On the last point, I do not believe the TFHC’s interpretation is supported by Tennessee and Sixth Circuit law. This situation my article describes is one where a landlord has a “no pets” policy. The proposed tenant then says she has a pet that helps her cope with some condition. Upon a request for any support, the proposed tenant is silent. Even the Taylor decision, which was the most pro-tenant case I found did not go this far.[2]  Further, eastern Circuit Courts of Appeal have expected someone seeking an accommodation to make substantial showings as I described in the article.[3]

I am well aware that there are landlords, property owners and management associations that discriminate against those with disabilities and I am thankful for advocates like the TFHC. Nonetheless, I did my best to describe the law as it is and not as it ought to be.

As the Joint Statement mentions, working out these issues is an “interactive process” between the housing provider and resident in seeking to ease the burdens of both.[4]  Along these lines, I often advise clients to voluntarily go one extra step, or give a little ground, if it will avoid litigation and the consequent financial/time/emotional costs. I truly believe one can be an advocate for both fair housing and small business when the parties act in good faith.


  1. Joint Statement of the Department of Housing and Urban Development and the Department of Justice, “Reasonable Accommodations Under the Fair Housing Act,” May 17, 2004, answer to question 18 (available at http://www.hud.gov/offices/fheo/library/huddojstatement.pdf).
  2. Ass’n of Apartment Owners of Liliuokalani Gardens at Waikiki v. Taylor (D. Haw. 2012) (finding was based on resident having a doctor’s note concerning benefit of assistance animal).
  3. E.g. In re Kenna Homes Cooperative Corporation, 557 S.E.2d 787 (W.V. 2001) (holding property manager cold required proper training to be shown), Bronk v. Ineichen, 54 F.3d 425 (7th Cir. 1995) (finding showing of disability related need was proper), Hawn v. Shoreline Towers Phase 1 Condominium Association Inc. 2009 WL 691378 (ND Fla. 2009) (finding condo association could require more information than notes from chiropractor and psychologist and registration as service animal).
  4. Joint Statement, supra, answer to question 7.

— Samuel J. Gowin, Chattanooga

Mr. Smartt’s Collection Tactic

Letters to the Editor regarding the passing of John Smartt and praising his substantial impact on members of the bar, clients and indeed all those with whom he came in contact could not be more accurate. I have the honor of having practiced with John many years ago, and he was consistently gracious and attempted to be helpful to all. This extended even to his efforts on behalf of clients, some of whom were banks and other lenders on whose behalf John would attempt to collect on defaulted loans.

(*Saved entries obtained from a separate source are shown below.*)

PR #317, opened 2019-10-23
Add an error check for \r\n and \n type of strings

### LINKED ISSUE #316: Unbound local error
**Your Environment**
anaconda 
* Python version: 3.7.4
* Pip version:19.2.2
* Operating system:Windows
* Python environment used (e.g. venv, conda): conda
* Mindsdb version you tried to install:1.6.15
* Additional info if applicable:

**Describe the bug**
got Unbound local error while running this example 
[https://github.com/ZoranPandovski/mindsdb-examples/tree/master/air_quality](https://github.com/ZoranPandovski/mindsdb-examples/tree/master/air_quality)
**To Reproduce**
Steps to reproduce the behavior, for example:
1. clone the repository
2. Run that example code in a jupyter notebook and you should see the error as presented in the screenshot.

**Expected behavior**
It should start the training.

**Additional context**

sk-ip:
problem :
the file_ds.py was not able to find the type of file
given to it due to first_few_lines giving \r\n
so it was not able to find what type of delimiter is used and throws an
error.

Solution :
to fix this an if statement is added to check if line is \r\n or
\n then it will continue else it will append that line in
first_few_lines.

closes #316

### DIFF
--- a/mindsdb/libs/data_sources/file_ds.py
+++ b/mindsdb/libs/data_sources/file_ds.py
@@ -124,8 +124,10 @@ class FileDS(DataSource):
             first_few_lines = []
             i = 0
             for line in data:
-                i += 1
+                if line in ['\r\n','\n']:
+                    continue
                 first_few_lines.append(line)
+                i += 1
                 if i > 0:
                     break
 


George3d6:
I fail to see how this addresses anything @ZoranPandovski @sk-ip 
What file was this tested on ? It doesn't seem to be the case that air quality has the first line == `\n`, nor would I see the case for supporting such a weird format.

Could you provide me an example file that this PR addresses so I can look at the behavior.

PR #318, opened 2019-10-24
Improve extractor

George3d6:
## Main things

* Data shuffling during extraction now uses a seed (total length of the data) to obtain more consistency between mindsdb training runs

* Got rid of the indexes external to the data frame from everywhere *but* the data extractor where I still keep them because I want to re-work that more thoroughly and it's tied in with re-factoring how time-series work and for now I don't want to break it... for now it works, and the external-index based logic is de-coupled from where where else:
  1. Got rid of external index usage in ludwig backend
  2. Got rid of external index usage in data transformer
  3. Got rid of external indexes in the `TransactionData` object

* Decoupled Stats generator from needing a train/test/validation split, now it just relies on whatever dataframe gets past to it. This will allow us to run it before most of the logic in the Extractor (but, it would require some minimalist splitting of the extractor), thus the extractor could take into account the target variable's value distribution when creating the testing/validation/training set.

### Also
* Fix to accuracy testing
* Removed some dead code

### DIFF
--- a/mindsdb/__about__.py
+++ b/mindsdb/__about__.py
@@ -1,6 +1,6 @@
 __title__ = 'MindsDB'
 __package_name__ = 'mindsdb'
-__version__ = '1.6.18'
+__version__ = '1.7.0'
 __description__ = "MindsDB's goal is to make it very simple for developers to use the power of artificial neural networks in their projects."
 __email__ = "jorge@mindsdb.com"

John’s approach to collections was nothing short of novel, indeed often unorthodox, and he routinely began the collection effort by sending the debtor a demand letter. This is generally the typical approach, but John’s form letter was both unusual and reflective of much of John’s approach to life.

The letter began with a salutation and then stated: “The other night my wife Harriet and I were having dinner, and I mentioned to her that I had been engaged by [lender] to collect from you the amounts you owe to [lender]. My wife then said, ‘Oh my, what would his mother say if she knew that he hadn’t paid. How sad.’”

John’s collection efforts were spectacularly successful, and perhaps we can all learn several lessons from that little but important story.